I have ADHD, and I often struggle to focus, except for when I first wake up.
I have ADHD, and I often struggle to focus, except for when I first wake up.
Take advantage of your focused time in the morning. Use it for important tasks that require concentration, like planning your day, tackling difficult work, or organizing things.
Reduce distractions in your environment. Try keeping your workspace clean, using noise-canceling headphones, or setting up a designated quiet spot to help you focus better.
Use timers or alarms to structure your focus sessions. Try working in short bursts—like the Pomodoro Technique, where you focus for 25 minutes, then take a 5-minute break. This can help keep your attention on track without feeling overwhelmed.

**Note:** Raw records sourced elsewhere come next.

PR #1057, opened 2023-05-03
HotFix Release: Fix invalid location check & file update

ua741:

### DIFF
--- a/lib/services/local_file_update_service.dart
+++ b/lib/services/local_file_update_service.dart
@@ -257,9 +257,7 @@ class LocalFileUpdateService {
 
       for (ente.File file in enteFiles) {
         final Location? location = await tryLocationFromExif(file);
-        if (location != null &&
-            (location.latitude ?? 0) != 0.0 &&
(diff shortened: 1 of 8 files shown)


lib/services/local_file_update_service.dart
```diff
@@ -257,9 +257,7 @@ class LocalFileUpdateService {
 
       for (ente.File file in enteFiles) {
         final Location? location = await tryLocationFromExif(file);
-        if (location != null &&
-            (location.latitude ?? 0) != 0.0 &&
-            (location.longitude ?? 0) != 0.0) {
+        if (location != null && Location.isValidLocation(location)) {
```
ashilkn, line 260: Can remove the `location != null` check as `Location.isValidLocation()` checks that and returns false.

ua741: So added this because idea was crying while we were using it in the bottom.

ashilkn (approved):

vishnukvmd (approved):

ua741:
Closing this. Latest release has these fixes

Take short movement breaks to reset your focus.
When you feel your attention slipping, try standing up, stretching, or walking around for a minute. Physical movement can help refresh your brain and improve concentration when you return to your task.
Break large tasks into smaller steps.
Big tasks can feel overwhelming, making it hard to focus. Try splitting them into smaller, manageable chunks—this way, you’ll stay engaged without feeling drained.
Try using visual or written reminders.
Sticky notes, a to-do list, or a digital planner can help keep your goals visible, so you don’t lose track of what needs to be done. Color coding or using simple keywords might make it even easier to follow.
Practice mindful breathing or meditation.
Taking a moment to breathe deeply or do a short meditation can help reset your focus, reduce stress, and improve concentration. Even a few minutes of slow, deep breaths can make a difference!